The co-pilot was 27-year-old First Officer Andreas Lubitz, who had 630 flight hours of experience. Lubitz took time off from his flight training for several months and informed the Flight Training Pilot School in 2009 of a "previous episode of severe depression". On 30 March, investigators in Düsseldorf said that Lubitz had been treated for suicidal tendencies several years before becoming a pilot.
Passengers
Among the passengers were sixteen schoolchildren and two teachers from the Joseph-König-Gymnasium of Haltern am See, North Rhine-Westphalia. They were on their way home from a student exchange with the Giola Institute in Llinars del Vallès, Barcelona. Haltern's mayor, Bodo Klimpel, has described it as "the darkest day in the history of town".
Bass-baritone Oleg Bryjak and contralto Maria Radner, singers with Deutsche Oper am Rhein, were also on the flight.
Investigation
The Bureau d'Enquêtes et d'Analyses pour la Sécurité de l'Aviation Civile (BEA) opened an investigation into the crash, joined by its German counterpart, the Federal Bureau of Aircraft Accident Investigation (BFU), and assisted by the U.S. Federal Bureau of Investigation (FBI). On 24 March, the BEA sent seven investigators to the crash site, accompanied by representatives from Airbus and CFM International. The cockpit voice recorder (CVR) was recovered by rescue workers and was examined by the investigation team. The recorder was damaged in the crash, but was still in a usable condition. The BEA released photos of the CVR and was able to extract a voice recording. On 2 April French prosecutor Brice Robin announced that the flight data recorder had been found.
Cause of crash
According to French and German prosecutors, the crash was intentional. Marseille prosecutor Brice Robin said that co-pilot Andreas Lubitz, a 27-year-old German citizen, was initially courteous in the first part of the trip, then became "curt" when the pilot began the mid-flight briefing on the planned landing. Robin said that when the pilot returned from a probable toilet break and tried to enter the cockpit, Lubitz had locked the door. The pilot had a code to unlock the door, but the code panel can be disabled from the cockpit controls. The pilot requested re-entry using the intercom, knocking and then banging on the door, but received no response. The pilot then repeatedly tried to break down the door. Transponder data show the autopilot had switched from the cruising altitude of 38,000 feet (12,000 m) to 100 feet (30 m), the autopilot's lowest setting. During the descent, the co-pilot also did not respond to questions from air traffic control and did not transmit a distress call. Robin said that contact from the Marseille air traffic control tower, the pilot's attempts to break in, and Lubitz's steady breathing were audible on the cockpit voice recorder. The screams of passengers can be heard in the last moments before impact. The aircraft was traveling at 700 kilometres per hour (430 mph) when it crashed into the mountain.

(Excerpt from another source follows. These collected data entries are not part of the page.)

PR #181, opened 2021-08-11
Fix get program accounts edge case

### LINKED ISSUE #180: Fix edge case in GetProgramAccounts when dataSize isn't passed
Because of the way we're filtering the parameters so as to not send anything when there are no extra parameters, when the `dataSize` isn't passed, the method blows up because `filters` remains null.

hoakbuilds:
| Ready | Hotfix | No | Closes #180  |

## Problem

See #180 

## Solution

Added a nullcheck for the `filters` whenever the `memCmpList` isn't null.


tiago18c (approved):
LGTM;

PR #355, opened 2022-03-12
Bad request setup when trying to fetch all names owned by a given add…

tiago18c:
| Ready | Bug | No | [Link](<Issue link here>) | 

## Problem

Unable to fetch addresses owned by a given address that owns more than 100 addresses.

## Solution

Fixed call to getMultipleAccounts possibly requesting more than 100 accounts.


murlokito (approved):
LGTM

PR #403, opened 2022-06-30
PublicKey constructor will quietly accept invalid inputs

liquizard:
| Status  | Type  | ⚠️ Core Change | 
| :---: | :---: | :---: | 
| Ready | Bugfix | Yes | 

## Problem
Encountered the error `invalid transaction: Transaction failed to sanitize accounts offsets correctly` when submiting a Serum SettleFunds command. Managed to pinpoint the root cause of the problem being a rouge space on the end of a public key string constant. Removing this space resolved the issue - this must cause some internal side-effect near the `TransactionBuilder`.

Further investigation found that PublicKey constructor would silently accept all manner of shenanigans. 
Also found that `PublicKey.IsValid` implementation relies on `Base58Encoder` validation logic that would accept whitespace.

## Solution
Added a `FastCheck` internal method to `PublicKey` and added calls to it from constructor and `IsValid`.
Added and modified a few tests.

## Deploy Notes
This is potentially a breaking change to any client apps that accept public keys that include whitespace before or after and pass them directly to the constructor. On balance, I believe this enhancement will prevent more problems than it will cause.

### DIFF
--- a/src/Solnet.Wallet/PublicKey.cs
+++ b/src/Solnet.Wallet/PublicKey.cs
@@ -79,7 +79,9 @@ namespace Solnet.Wallet
         /// <param name="key">The public key as base58 encoded string.</param>
         public PublicKey(string key)
         {
-            Key = key ?? throw new ArgumentNullException(nameof(key));
+            if (key == null) throw new ArgumentNullException(nameof(key));
+            if (!FastCheck(key)) throw new ArgumentException("publickey contains a non-base58 character");
+            Key = key;
         }
 
         /// <summary>
@@ -201,10 +203,11 @@ namespace Solnet.Wallet
         /// <returns>Returns true if the input is a valid key, false otherwise.</returns>
         public static bool IsValid(string key, bool validateCurve = false)
         {
-            if(!string.IsNullOrEmpty(key))
+            if (!string.IsNullOrEmpty(key))
             {
                 try
                 {
+                    if (!FastCheck(key)) return false;
                     return IsValid(Encoders.Base58.DecodeData(key), validateCurve);
                 }
                 catch(Exception)
@@ -247,6 +250,18 @@ namespace Solnet.Wallet
         public static bool IsValid(ReadOnlySpan<byte> key, bool validateCurve = false)
         {
             return key != null && key.Length == PublicKeyLength && (!validateCurve || key.IsOnCurve());
+        }
+
+        /// <summary>
+        /// Fast validation to determine whether this is a valid public key input pattern. 
+        /// Checks are valid characters for base58 and no whitespace.
+        /// Avoids performing the conversion to a buffer and checking it is actually 32 bytes as a permformance trade-off.
+        /// </summary>
+        /// <param name="value">public key value to check</param>
+        /// <returns>true means good, false means bad</returns>
+        private static bool FastCheck(string value)
+        {
+            return Base58Encoder.IsValidWithoutWhitespace(value);
         }
 
         #region KeyDerivation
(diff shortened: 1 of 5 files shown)


src/Solnet.Wallet/PublicKey.cs
```diff
@@ -79,7 +79,9 @@ public PublicKey(byte[] key)
         /// <param name="key">The public key as base58 encoded string.</param>
         public PublicKey(string key)
         {
-            Key = key ?? throw new ArgumentNullException(nameof(key));
+            if (key == null) throw new ArgumentNullException(nameof(key));
+            if (!FastCheck(key)) throw new ArgumentException("publickey contains a non-base58 character");
```
tiago18c, line 83: Was thinking about adding a flag to check or ignore checking, with default to check?

```
public PublicKey(string key, bool validateKey = true)
{
            if (key == null) throw new ArgumentNullException(nameof(key));
            if (validateKey && !FastCheck(key)) throw new ArgumentException("publickey contains a non-base58 character");
 
 ....
}
```

Discuss.

src/Solnet.Wallet/Utilities/Base58Encoder.cs
```diff
@@ -170,5 +172,23 @@ public override byte[] DecodeData(string encoded)
...
+
+
+        /// <summary>
+        /// Strict validation with no whitespace allowed
+        /// </summary>
+        /// <param name="value">Base58 string data</param>
+        /// <returns></returns>
+        /// <exception cref="ArgumentNullException"></exception>
+        public static bool IsValidWithoutWhitespace(string value)
+        {
```
tiago18c, line 184: Please delete the method `IsMaybeEncoded ` that had same functionality but is now obsolete given yours should beat it in performance by several magnitudes due to lookup dictionary.

tiago18c (changes requested):
Discuss comments. Otherwise looks good!

PS: I traced the actual problem to the method 'FindAccountIndex' in the 'MessageBuilder` class. I'll issue a fix later to this one! This fix should also address performance!
(root problem is that decoder was correctly trimming whitespace, but the message builder is inefficiently converting between binary and b58 multiples times and comparing the original pk string with a converted one that loses the trailing space. )

src/Solnet.Wallet/PublicKey.cs
liquizard: Eliminating any possibilities that a `PublicKey` coudl have been instantiated with an invalid key prevents a whole category of bugs in all code paths that use `PublicKey` instances. Allowing unsafe keys will necessetate duplicate checks in library code that accepts `PublicKey` instances to double-check whether it the value actually valid.

I cannot think of a single use case where you would want an instance of `PublicKey` that contains an invalid key. If there are, then perhaps a `PublicKeyUnchecked` derived class would better and a more explicit choice for developers. Any library code can use the `PublicKey` and be safe in the knowledge all instances have been pre-validated.

src/Solnet.Wallet/Utilities/Base58Encoder.cs
liquizard: Done

src/Solnet.Wallet/PublicKey.cs
liquizard: image

tiago18c: You convinced me sir! A while ago we were doing decoding stuffs and we had to change the `PublicKey` class to prevent too much checks on the constructor (it was doing encoding back then). If perf is a problem, one could derive and use specifically yeah!

tiago18c:
Thanks for the change. Don't merge yet, let me merge the other change and we can do 2PRs in 1 version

On 27 March, German detectives searched properties in Montabaur that Lubitz spent time in and removed a computer and other items for testing. They did not find a suicide note or any evidence that his actions had been motivated by "a political or religious background". During their search of Lubitz's apartment, detectives found a letter in a waste bin indicating that he had been declared "unfit to work" by a doctor. Germanwings reported that it had not received any sick note for the day of the flight. News accounts characterized this as "hiding an illness from his employers". Under German law, employers do not have access to medical records of employees, and sick notes excusing a person from work do not give information on medical conditions.
Response
Political
French Minister of the Interior Bernard Cazeneuve promptly announced that due to the "violence of the impact" there was "little hope" that any survivors would be found. Prime Minister Manuel Valls dispatched Cazeneuve to the scene and set-up a ministerial crisis cell to co-ordinate the response to the incident.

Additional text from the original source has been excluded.